* _Material provided_:
PR #1223, opened 2018-07-03
[LIBCLOUD-1002] Add instance template support to GCE create_node

rojopolis:
### Allows Nodes to be created from GCE Instance Templates

This change allows Nodes to be created from predefined Instance Templates in GCE.  
This is useful in a number of scenarios:
* Organizational standards are implemented with Templates.
* etc.

The attributes specified in the call to create_node will take precedence over those defined in the template (per provider documentation).

#### Provider docs: 
- https://cloud.google.com/compute/docs/reference/rest/v1/instances/insert
- https://cloud.google.com/compute/docs/instances/create-vm-from-instance-template

### Status
- done, ready for review

- [x] Documentation

### DIFF
--- a/libcloud/compute/drivers/gce.py
+++ b/libcloud/compute/drivers/gce.py
@@ -28,6 +28,7 @@ from libcloud.common.google import GoogleBaseConnection
 from libcloud.common.google import GoogleBaseError
 from libcloud.common.google import ResourceNotFoundError
 from libcloud.common.google import ResourceExistsError
+from libcloud.common.google import InvalidRequestError
 from libcloud.common.types import ProviderError
 
 from libcloud.compute.base import Node, NodeDriver, NodeImage, NodeLocation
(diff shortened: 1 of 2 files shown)


rojopolis:
Perhaps the signature for create_node should be modified to accept a generic `template` parameter rather than the provider specific `ex_source_instancetemplate` and `ex_launch_template_*` ( #1224 ).  It would actually be helpful for the specific project I'm working on, but I'm not sure how this project feels about changes to signatures like that.

Kami:
> Perhaps the signature for create_node should be modified to accept a generic template parameter rather than the provider specific ex_source_instancetemplate and ex_launch_template_* ( #1224 ). It would actually be helpful for the specific project I'm working on, but I'm not sure how this project feels about changes to signatures like that.

If we can abstract template functionality in a standard base class, I would be fine with that.

Kami:
Thanks for your contribution.

PR #1224, opened 2018-07-03
[LIBCLOUD-1004] Add launch template support to EC2 create_node

rojopolis:
### Allows Nodes to be created from EC2 Launch Templates

This change allows Nodes to be created from predefined Launch Templates in EC2.  
This is useful in a number of scenarios:
* Organizational standards are implemented with Templates.
* etc.

The attributes specified in the call to create_node will take precedence over those defined in the template (per provider documentation).

#### Provider docs: 
- https://docs.aws.amazon.com/AWSEC2/latest/APIReference/API_RunInstances.html
- https://docs.aws.amazon.com/AWSEC2/latest/APIReference/API_LaunchTemplateSpecification.html

### Status
- done, ready for review

- [x] Documentation

### DIFF
--- a/libcloud/compute/drivers/ec2.py
+++ b/libcloud/compute/drivers/ec2.py
@@ -1862,16 +1862,46 @@ class BaseEC2NodeDriver(NodeDriver):
                                               the operating systems command
                                               for system shutdown.
         :type       ex_terminate_on_shutdown: ``bool``
+
+        :keyword    ex_launch_template_name: Template to create the instance
+                                             from.
+        :type       ex_launch_template_name: ``str`` or ``None``
+
+        :keyword    ex_launch_template_id:   Template ID to create instance
+                                             from.
+        :type       ex_launch_template_id:   ``str`` or ``None``
+
+        :keyword    ex_launch_template_version: Template version to create
+                                                instance from.
+        :type       ex_launch_template_version: ``str``, ``int`` or ``None``
         """
-        image = kwargs["image"]
-        size = kwargs["size"]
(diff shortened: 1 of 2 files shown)


libcloud/compute/drivers/ec2.py
```diff
@@ -1862,17 +1862,47 @@ def create_node(self, **kwargs):
...
+
         params = {
             'Action': 'RunInstances',
-            'ImageId': image.id,
             'MinCount': str(kwargs.get('ex_mincount', '1')),
             'MaxCount': str(kwargs.get('ex_maxcount', '1')),
-            'InstanceType': size.id
         }
 
+        if 'ex_launch_template_name' in kwargs:
```
Kami, line 1885: How do those arguments interact with each other? Are they mutually exclusive aka only a single one can be provided or you can mix them and provide more than one?

libcloud/test/compute/test_ec2.py
```diff
@@ -126,6 +126,14 @@ def test_create_node(self):
         self.assertEqual(node.extra['tags']['Name'], 'foo')
         self.assertEqual(len(node.extra['tags']), 1)
 
+        def test_create_node_with_launch_template(self):
```
Kami, line 129: Overall the change looks good to me, but it would be good to add some additional tests which verify that the correct parameters are provided in the body when ``ex_launch_template_*`` keyword arguments are used.

This would need to happen inside the Mock response class.

Kami:
Thanks for your contribution.

PR #1227, opened 2018-07-17
Add Python 3.7 to tox and Travis.

andrewsomething:
### Description

This adds Python 3.7 to tox and Travis. I do not expect this to get merged in its current state. There are a number of failures. My aim is to get more visibility into those failures so that we can start fixing them.

### Status

- work in progress

- [ ] Documentation

### DIFF
--- a/.travis.yml
+++ b/.travis.yml
@@ -6,6 +6,7 @@ python:
     - 3.4
     - 3.5
     - 3.6
+    - 3.7
     - pypy
     - pypy3
 os:
--- a/setup.py
+++ b/setup.py
@@ -166,6 +166,7 @@ setup(
         'Programming Language :: Python :: 3.4',
         'Programming Language :: Python :: 3.5',
         'Programming Language :: Python :: 3.6',
+        'Programming Language :: Python :: 3.7',
         'Programming Language :: Python :: Implementation :: CPython',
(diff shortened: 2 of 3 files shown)


andrewsomething:
Well that didn't work! :smile_cat:  Looks like Travis is still working on 3.7 support. So I guess I'll just close this for the time being.

Locally, I'm seeing quite a few failures. A good potion of those seem to be due to the use of `async` as a kwarg as it is now a now reserved keyword. https://docs.python.org/3/whatsnew/3.7.html

pquentin:
@andrewsomething Thanks!

Things to do:

* Travis: use dist: xenial and sudo: required to get Python 3.7 support, see https://github.com/python-trio/trio/pull/556 for an example.
* Delete the async variable in the Azure compute driver 
* Stop raising StopIteration
* Stop assuming that urlquote("~abc") will give '%7Eabc': it [gives '~abc' on Python 3.7](https://docs.python.org/3/library/urllib.parse.html#urllib.parse.quote).

The full list of backward-incompatible changes: https://docs.python.org/3/whatsnew/3.7.html#porting-to-python-37

pquentin:
Our trunk now supports 3.7, thanks @andrewsomething!

PR #1245, opened 2018-10-12
Bug fixes for GCENodeDriver.ex_create_firewall()

paulmibus:
Remove incorrect firewall direction check for allow/deny rules.

Only default source_ranges to 0.0.0.0/0 if direction is INGRESS.

### Description

Fixed two small bugs in GCENodeDriver.ex_create_firewall().

The first issue was that a direction check was being applied to determine whether allowed or denied would be passed to the GCE API call. Both ingress and egress rules can have allowed or denied blocks so this shouldn't be conditional on the direction.

The second issue was that source_ranges was automatically set to [0.0.0.0/0] if no other source filters were applied. Since source filters are invalid for egress rules, I added a check for the INGRESS direction prior to setting a default source range.

### Status

done, ready for review

- [ ] Documentation

### DIFF
--- a/libcloud/compute/drivers/gce.py
+++ b/libcloud/compute/drivers/gce.py
@@ -3268,12 +3268,13 @@ class GCENodeDriver(NodeDriver):
         firewall_data['direction'] = direction
         firewall_data['priority'] = priority
         firewall_data['description'] = description
-        if direction == 'INGRESS':
+        if allowed is not None:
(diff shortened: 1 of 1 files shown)


Kami:
Is this still relevant?

If it is, can you please add corresponding test cases?

Kami:
Thanks for your contribution.

PR #1247, opened 2018-10-13
Fix trigger_rtd_build.py

pquentin:
### Description

I think this was broken when switching more tox.ini entries to Python 3. See https://readthedocs.org/projects/libcloud/builds/: the only builds more recent than 6 months are my tests. 

### Status

- work in progress

- [x] Documentation

### DIFF
--- a/.travis.yml
+++ b/.travis.yml
@@ -46,7 +46,7 @@ matrix:
             - libvirt-dev
       # Trigger ReadTheDocs build on docs builder
       after_success:
-        - ./contrib/trigger_rtd_build.py 8284
+        - python3 ./contrib/trigger_rtd_build.py 8284
 
 install:
   - pip install --upgrade "pip==9.0.1"
--- a/.travis.yml
+++ b/.travis.yml
@@ -46,6 +46,7 @@ matrix:
             - libvirt-dev
       # Trigger ReadTheDocs build on docs builder
       after_success:
+        - pip3 install requests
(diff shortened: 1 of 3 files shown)


vdloo (approved):

vdloo:
:+1:

pquentin:
That did not work, the requests package was not found, I need to fix that.

Click on the arrow before "python3 ./contrib/trigger_rtd_build.py 8284" in https://travis-ci.org/apache/libcloud/jobs/440923637 to see the issue.

vdloo:
Ah I see:
```
0.03s$ python3 ./contrib/trigger_rtd_build.py 8284
  File "./contrib/trigger_rtd_build.py", line 18, in <module>
    import requests
ImportError: No module named 'requests'
```
I like requests but what's wrong with using urllib2 in this case btw?

pquentin:
Because urllib2 is Python 2-only and it was easier for me to make the requests version work than to use urllib.request, but I'll try again with urllib.request.

Kami:
Good catch :+1:

pquentin:
Thanks @Kami :)

Ok, now I remember why I preferred to use requests instead of urllib.request: it's way easier. I don't think it's possible to have a POST request without a Request object, and with requests I don't have to worry about certificates.

I fixed the requests installation, we can now see a recent build in https://readthedocs.org/projects/libcloud/builds/. Please take another look.

pquentin:
Merged.

PR #1249, opened 2018-10-22
openstack: handle missing user email

ktdreyer:
### Description

Keystone may not always return an "email" entry for a user account.
Prior to this change, we could crash if we queried a user that lacked an
email record. Gracefully handle this case by setting email to None.

### Status

- done, ready for review

### Checklist

- [x] Documentation


vdloo:
Hi @ktdreyer! Perhaps you can add a unit test for this somewhere in `libcloud/test/common/test_openstack_identity.py`? Maybe if you edit `libcloud/test/compute/fixtures/openstack_identity/v3/v3_users.json` you can change one of the users there to not have an email record?

ktdreyer:
Good idea @vdloo . I've added a new unit test for this. Before the modification to `libcloud/common/openstack_identity.py`, the test raises `KeyError`, and now it passes.

vdloo:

* _Your assignment_: Scan the records for lines that hold "size", and reproduce each one you find.

* _Answer box_:
-        size = kwargs["size"]
-            'InstanceType': size.id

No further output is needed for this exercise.